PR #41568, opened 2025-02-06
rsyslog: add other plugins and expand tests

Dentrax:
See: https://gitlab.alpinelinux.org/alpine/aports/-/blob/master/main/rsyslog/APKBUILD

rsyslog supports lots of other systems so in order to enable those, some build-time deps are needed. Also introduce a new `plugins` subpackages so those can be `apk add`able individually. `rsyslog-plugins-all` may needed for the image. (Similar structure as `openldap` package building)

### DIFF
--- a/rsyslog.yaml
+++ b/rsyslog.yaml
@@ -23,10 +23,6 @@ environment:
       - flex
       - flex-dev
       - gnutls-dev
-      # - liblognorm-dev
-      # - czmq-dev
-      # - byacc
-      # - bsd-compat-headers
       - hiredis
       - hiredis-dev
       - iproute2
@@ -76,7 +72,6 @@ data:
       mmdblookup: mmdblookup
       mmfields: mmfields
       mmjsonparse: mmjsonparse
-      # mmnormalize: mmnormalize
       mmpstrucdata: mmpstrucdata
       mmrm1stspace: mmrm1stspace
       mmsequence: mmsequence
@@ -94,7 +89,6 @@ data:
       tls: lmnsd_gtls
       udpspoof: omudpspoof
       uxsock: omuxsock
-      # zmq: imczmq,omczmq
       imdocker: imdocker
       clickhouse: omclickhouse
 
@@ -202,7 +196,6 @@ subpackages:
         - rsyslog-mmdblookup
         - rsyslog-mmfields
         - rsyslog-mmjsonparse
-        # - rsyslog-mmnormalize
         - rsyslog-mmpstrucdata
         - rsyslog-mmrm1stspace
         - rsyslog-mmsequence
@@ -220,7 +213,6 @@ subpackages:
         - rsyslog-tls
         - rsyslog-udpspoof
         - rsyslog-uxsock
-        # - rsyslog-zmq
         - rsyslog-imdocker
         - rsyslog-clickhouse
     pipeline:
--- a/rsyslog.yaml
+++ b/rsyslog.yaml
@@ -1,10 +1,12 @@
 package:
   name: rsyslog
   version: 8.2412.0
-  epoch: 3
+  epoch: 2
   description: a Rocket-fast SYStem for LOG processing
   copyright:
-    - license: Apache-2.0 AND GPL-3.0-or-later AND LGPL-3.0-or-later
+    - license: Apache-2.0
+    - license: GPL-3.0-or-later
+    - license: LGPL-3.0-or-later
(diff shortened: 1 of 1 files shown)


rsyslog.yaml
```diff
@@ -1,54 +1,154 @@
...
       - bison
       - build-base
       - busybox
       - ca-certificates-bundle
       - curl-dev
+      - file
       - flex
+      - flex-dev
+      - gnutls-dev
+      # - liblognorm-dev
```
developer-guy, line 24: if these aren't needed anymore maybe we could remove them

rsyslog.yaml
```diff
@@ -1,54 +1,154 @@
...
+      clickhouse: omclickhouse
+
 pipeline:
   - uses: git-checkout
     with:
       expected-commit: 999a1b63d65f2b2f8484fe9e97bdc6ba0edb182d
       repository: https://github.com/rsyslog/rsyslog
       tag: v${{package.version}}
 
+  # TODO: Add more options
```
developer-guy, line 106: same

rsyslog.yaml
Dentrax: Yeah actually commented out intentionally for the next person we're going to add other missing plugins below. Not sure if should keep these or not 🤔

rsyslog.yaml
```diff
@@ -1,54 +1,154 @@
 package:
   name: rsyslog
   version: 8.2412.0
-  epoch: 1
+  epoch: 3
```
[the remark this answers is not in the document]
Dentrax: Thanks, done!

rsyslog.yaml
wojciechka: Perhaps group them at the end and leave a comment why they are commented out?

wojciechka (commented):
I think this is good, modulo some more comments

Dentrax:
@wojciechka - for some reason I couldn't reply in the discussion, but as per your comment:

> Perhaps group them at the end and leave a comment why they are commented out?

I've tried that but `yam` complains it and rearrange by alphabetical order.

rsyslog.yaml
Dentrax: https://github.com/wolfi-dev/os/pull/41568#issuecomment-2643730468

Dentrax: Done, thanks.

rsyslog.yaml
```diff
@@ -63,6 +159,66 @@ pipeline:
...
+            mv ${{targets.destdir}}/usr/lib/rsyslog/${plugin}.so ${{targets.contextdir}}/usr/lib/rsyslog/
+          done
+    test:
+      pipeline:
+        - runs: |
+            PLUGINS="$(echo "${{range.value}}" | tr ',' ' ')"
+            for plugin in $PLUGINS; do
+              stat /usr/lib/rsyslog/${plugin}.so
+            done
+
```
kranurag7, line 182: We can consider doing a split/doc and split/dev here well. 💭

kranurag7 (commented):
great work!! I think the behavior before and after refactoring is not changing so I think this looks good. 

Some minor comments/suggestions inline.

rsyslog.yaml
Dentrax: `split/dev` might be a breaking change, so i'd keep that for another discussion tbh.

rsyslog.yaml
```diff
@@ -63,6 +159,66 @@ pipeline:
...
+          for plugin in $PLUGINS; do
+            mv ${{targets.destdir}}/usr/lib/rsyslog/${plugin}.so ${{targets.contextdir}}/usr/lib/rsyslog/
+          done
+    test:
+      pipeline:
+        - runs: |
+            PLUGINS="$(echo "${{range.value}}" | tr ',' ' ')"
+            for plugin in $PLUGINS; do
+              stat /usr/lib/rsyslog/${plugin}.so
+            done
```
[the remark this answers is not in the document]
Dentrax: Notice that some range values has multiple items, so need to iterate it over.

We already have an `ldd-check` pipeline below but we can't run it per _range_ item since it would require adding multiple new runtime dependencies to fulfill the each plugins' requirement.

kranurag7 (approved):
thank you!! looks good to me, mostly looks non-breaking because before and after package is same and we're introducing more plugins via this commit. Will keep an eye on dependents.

####

Among the entries, copy every line containing the word "after".

## [Exercise result]
great work!! I think the behavior before and after refactoring is not changing so I think this looks good. 
thank you!! looks good to me, mostly looks non-breaking because before and after package is same and we're introducing more plugins via this commit. Will keep an eye on dependents.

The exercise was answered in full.